I turned back into the room to face him. In that moment, I noticed that the shelves and books were the only furniture. There wasn't even a single chair for one to sit and read.
"How many have you read?" I asked, in awe of the temple of knowledge.
"All of them," he stated, and I could not sense humor or boastfulness in his tone.
"You mean all on this wall?" I questioned.
"No," Edward replied, and now his mouth turned into a crooked grin. It made my heart stop, for he suddenly looked like so unlike the serious man who had stood on my cousin's threshold, or the pained gentleman who asked me about my view of the soul.
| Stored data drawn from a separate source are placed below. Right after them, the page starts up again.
PR #918, opened 2025-03-21
Added TriggerJobExecution<TCommand> overload

SjorsGoering:
Added an an extra overload, with just the command type as parameter, to trigger job executions.  With this overload you don't need to keep a reference to an job instance just to trigger them all, which is convenient when queueing multiple jobs. See the change in the JobQueueTests unit test class how it would benefit.
What are your thoughts @dj-nitehawk?


dj-nitehawk:
looks good.
will merge in a couple of days when i get back.
thanks!

PR #920, opened 2025-03-24
Made Endpoint Verbs method with Http methods public available

SjorsGoering:
Made the Endpoint Verbs method with Http[] parameters public available and removed the one with string[] parameters, since in my opinion people should use the defined Http enum instead of passing in a magic string. Since the next version will be a major version bump 6.x I think a small breaking change is acceptable.
Maybe for completeness we could extend the Http enum with Connect and Trace since those are valid values for a Http Method, although I doubt FE users are using those. Let me know your thoughts about it @dj-nitehawk

### DIFF
--- a/Src/Library/Endpoint/Endpoint.Setup.cs
+++ b/Src/Library/Endpoint/Endpoint.Setup.cs
@@ -1,4 +1,4 @@
-﻿using System.Diagnostics.CodeAnalysis;
+using System.Diagnostics.CodeAnalysis;
 using System.Linq.Expressions;
 using System.Reflection;
 using System.Text.Json;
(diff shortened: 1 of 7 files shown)


Src/Library/Endpoint/Endpoint.Setup.cs
```diff
@@ -598,13 +590,7 @@ protected void Validator<TValidator>() where TValidator : IValidator
     /// <summary>
     /// specify one or more http method verbs this endpoint should be accepting requests for
     /// </summary>
-    protected void Verbs(params Http[] methods)
-        => Verbs(methods.Select(m => m.ToString()).ToArray());
-
-    /// <summary>
-    /// specify one or more http method verbs this endpoint should be accepting requests for
-    /// </summary>
-    public sealed override void Verbs(params string[] methods)
```
dj-nitehawk, line 607: we can't remove this method and constrain to the `Http` enum. This has to stay a `string[]` because there were some edge cases sometime back where people wanted to use http methods that we don't include in the enum. also if i remember correctly, some wanted to do custom verbs as well. so i don't think we can make this change.

dj-nitehawk:
yeah so i guess, we'll leave it as is?
i'll close this PR?

Issue #924, opened 2025-03-28
Add support for annotation attributes ProducesResponseType and SwaggerResponse


omon77:
As we discussed in the Discord, when an endpoint is annotated with a `Microsoft.AspNetCore.Mvc.ProducesResponseType` or `SwaggerResponse` attributes, they are being ignored and actually NSwag throws an error that the annotated status code is not in dictionary.

Discovered when trying to add 201/Created status code via annotation.

Proposing to add support, so that the annotation is treated sort of first-class citizen.

ProducesResponseType:
```csharp 
[HttpPost("/api/post201")]
[Microsoft.AspNetCore.Mvc.ProducesResponseType(StatusCodes.Status201Created)]
public sealed class CreatedEndpoint : EndpointWithoutRequest
{
    public override async Task HandleAsync(CancellationToken c)
    {
        await SendAsync("Created", StatusCodes.Status201Created);
    }
}
```

and SwaggerResponse

```csharp
[HttpPost("/api/post201")]
[SwaggerResponse(201)]
public sealed class CreatedEndpoint : EndpointWithoutRequest
{
    public override async Task HandleAsync(CancellationToken c)
    {
        await SendAsync("Created", StatusCodes.Status201Created);
    }
}
```

dj-nitehawk:
works out of the box now starting with `v6.0.0-beta.6`

PR #925, opened 2025-03-28
Add support for annotation attributes ProducesResponseType and SwaggerResponse #924

omon77:
Add support for annotation attributes `ProducesResponseType` and `SwaggerResponse` #924

SwaggerResponse is supported implicitly, as it generates ProducesResponseType metadata.

P.S. When an endpoint is annotated with 201, it will _NOT_ generate 204 for that endpoint.


dj-nitehawk:
went a slightly different direction.
starting with `v6.0.0-beta.6`, `ProducesResponseTypeAttribute` will now work out of the box.
also the automatic addition of responses will not happen now if the user has already added one.
so your initial requirement now works without an issue.

PR #938, opened 2025-04-22
Add generic interfaces for IRequestMapper<,> and IResponseMapper<,>

niekschoemaker:
Mapper now implements IResponseMapper<,> and IRequestMapper<,>

This allows code which wants to use the mappers to simply pattern match on the generic interfaces and then use them, instead of having to pattern match on Mapper, and then on Response/Request Mapper since the dependency trees for the mapper types are split, this resolves that and makes it one singular dependency tree.

This however might be considered an opiniated change, and I'm not sure if there's any implications for breaking changes for people relying on the specific interfaces, I did make sure that all interfaces still implement the simple marker interfaces, so nothing should break in that way.

But if this is not wanted in any way, feel free to simply close the pull request, I however do believe that this might be considered a better dependency layout for using the mappers.

### DIFF
--- a/Src/Library/Endpoint/Mapper/IRequestMapper.cs
+++ b/Src/Library/Endpoint/Mapper/IRequestMapper.cs
@@ -1,37 +1,45 @@
-﻿namespace FastEndpoints;
+﻿// ReSharper disable UnusedParameter.Global
+
+namespace FastEndpoints;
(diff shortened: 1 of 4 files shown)


dj-nitehawk:
looks good...
thank you very much!

PR #948, opened 2025-05-15
Add support for JsonSchemaTypeAttribute on request models

rudiv:
This PR adds support for adding `[JsonSchemaType(typeof(..))]` to your request models.

This solves a couple of cases, the particular one that created this PR is that it's impossible to define "string" as a constraint on route params, so for example:

```csharp
public class ReqDto {
   [BindFrom("id")]
   public long Id { get; set; }
}

Post("/something/{id:string}");
```

doesn't work.

This now does:

```csharp
public class ReqDto {
   [BindFrom("id"), JsonSchemaType(typeof(string))]
   public long Id { get; set; }
}

Post("/something/{id}");
```

(Note reason for the mismatch is, obviously, Javascript)


dj-nitehawk:
good one...
thank you very much 🙏

PR #950, opened 2025-05-23
Fix global generic post processor registration

vivecuervo7:
This fixes an issue with the global generic post-processor registration outlined [here](https://fast-endpoints.com/docs/pre-post-processors#global-processors).

Unable to create an issue due to vacation notice.


dj-nitehawk:
> fixes an issue with the global generic post-processor registration

what exactly is the issue you're having?
can you explain it so i can reproduce it please?

thanks!

vivecuervo7:
Sorry - I should have included a proper example!

Nice library, by the way. Been a pleasure to use - I'm going to try and convince the next team of devs I work with to run with this 😀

He looked happy, and I realized it made joy bubble up in my stomach to witness.
"I've read all of the books in this house," Edward said, clearing his throat before going on. "Also many more that I left behind before coming to Geneva. There are some I couldn't bear to part with, such as..."
He strode toward me and I bit my lip, feeling my eyes grow wide as his beautiful face became clearer and closer in the candlelight. His eyes remained completely focused on my face as he reached behind me and I heard the sound like a sigh as leather and parchment slid against one another. He then held the book he had retrieved in both hands in front of me, the way some priests display their bibles to a parish.
I took it from him to open to the title page, but I already knew what it was.
"Why did you write to my cousin?" I asked in a bold whisper.
"I wanted to believe what he wrote," Edward replied. "But, it is not easy, given what I have seen in my long life."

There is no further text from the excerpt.